Below me, he stood completely still, listening. A mosquito whined around my ear, and I willed it to go away. It landed where the pulse beat, hot and fast. Damn it Rak. Hurry up. I reached up and pinched the insect off, though one’s first impulse was always to swat. I felt my blood squish between my fingers, and wiped the hand down my pants leg.
Rak beckoned me down. I was already itching.
I stepped through the window, balanced precariously for a moment as I latched it, then dropped down to him.
The treasury was a floor down and through a passage behind a large hanging depicting the knotted and tangled family tree that had ruled over Norfine for nearly six centuries.
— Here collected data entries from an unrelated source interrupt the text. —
PR #333, opened 2017-05-09
validate if more than one IPv4/v6 are passed with ipAddrsNoIpam/ipAdd…

gunjan5:
…rs annotations

also print logs in string form, not byte. It makes it really hard to debug.

### DIFF
--- a/k8s/k8s.go
+++ b/k8s/k8s.go
@@ -104,7 +104,7 @@ func CmdAddK8s(args *skel.CmdArgs, conf utils.NetConf, nodename string, calicoCl
 			if err != nil {
 				return nil, err
 			}
-			logger.WithField("stdin", args.StdinData).Debug("Updated stdin data")
+			logger.WithField("stdin", string(args.StdinData)).Debug("Updated stdin data")
 		}
 
 		labels := make(map[string]string)
@@ -170,7 +170,7 @@ func CmdAddK8s(args *skel.CmdArgs, conf utils.NetConf, nodename string, calicoCl
 						return nil, err
 					}
 					args.StdinData = newData
-					logger.WithField("stdin", args.StdinData).Debug("Updated stdin data")
+					logger.WithField("stdin", string(args.StdinData)).Debug("Updated stdin data")
 				}
 			}
 		}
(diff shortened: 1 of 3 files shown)


k8s/k8s.go
```diff
@@ -503,9 +517,20 @@ func overrideIPAMResult(ipAddrsNoIpam string, logger *log.Entry) (*current.Resul
...
+			// Check if there is already has been an IPv4 in the list, as we only support one IPv4 and/or one IPv6 per interface for now.
+			if hasIPv4 {
+				return nil, fmt.Errorf("cannot have more than one IPv4 address for \"cni.projectcalico.org/ipAddrsNoIpam\" annotation")
+			}
+			hasIPv4 = true
 			version = "4"
 			mask = net.CIDRMask(32, 32)
+
 		} else {
+			// Check if there is already has been an IPv4 in the list, as we only support one IPv4 and/or one IPv6 per interface for now.
```
robbrockbank: IPv4 -> IPv6

k8s/k8s.go
```diff
@@ -388,6 +389,18 @@ func ipAddrsResult(ipAddrs string, conf utils.NetConf, args *skel.CmdArgs, logge
...
+			if hasIPv4 {
+				return nil, fmt.Errorf("cannot have more than one IPv4 address for \"cni.projectcalico.org/ipAddrs\" annotation")
+			}
+			hasIPv4 = true
+		} else {
+			if hasIPv6 {
+				return nil, fmt.Errorf("cannot have more than one IPv6 address for \"cni.projectcalico.org/ipAddrs\" annotation")
+			}
+			hasIPv6 = true
+		}
```
robbrockbank: This will allocate at least one IP address before it fails - are we sure the tidy up will work correctly?

Should we check upfront that there is only a single IPv4 and single IPv6 address in the list *before* doing any assignment.

robbrockbank: Ditto for branch below too.

k8s/k8s.go
```diff
@@ -513,17 +495,65 @@ func overrideIPAMResult(ipAddrsNoIpam string, logger *log.Entry) (*current.Resul
...
 }
 
+// validateAndExtractIPs is a utility function that validates the passed IP list to make sure
+// there is one IPv4 and/or one IPv6 and then returns the slice of IPs.
+func validateAndExtractIPs(ipAddrs string, annotation string, logger *log.Entry) ([]net.IP, error) {
+
+	// Parse IPs from JSON.
+	ips, err := parseIPAddrs(ipAddrs, logger)
+	if err != nil {
+		return nil, fmt.Errorf("Failed to parse IPs %s for annotation \"cni.projectcalico.org/ipAddrs\": %s", ipAddrs, err)
```
robbrockbank: Need to use `annotation` here.

k8s/k8s.go
```diff
@@ -513,17 +495,65 @@ func overrideIPAMResult(ipAddrsNoIpam string, logger *log.Entry) (*current.Resul
...
+		logger.Debugf("Adding IPv%s: %s to result", ipConf.Version, ip.String())
 	}
 
 	return &result, nil
 }
 
+// validateAndExtractIPs is a utility function that validates the passed IP list to make sure
+// there is one IPv4 and/or one IPv6 and then returns the slice of IPs.
+func validateAndExtractIPs(ipAddrs string, annotation string, logger *log.Entry) ([]net.IP, error) {
+
```
robbrockbank: no blank line here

I finally made this discovery several days earlier, after working as a servant boy in this household for nearly a week. It was a risk, but for the money we were going to get from the Drake, it was worth it. Rak said we could live like kings while the men who actually had the desire to reinstate the monarchy fought it out over our heads.
Dane, he had said, in the aftermath of war, men can buy their way into the gentry, and we’ll do just that, you and I.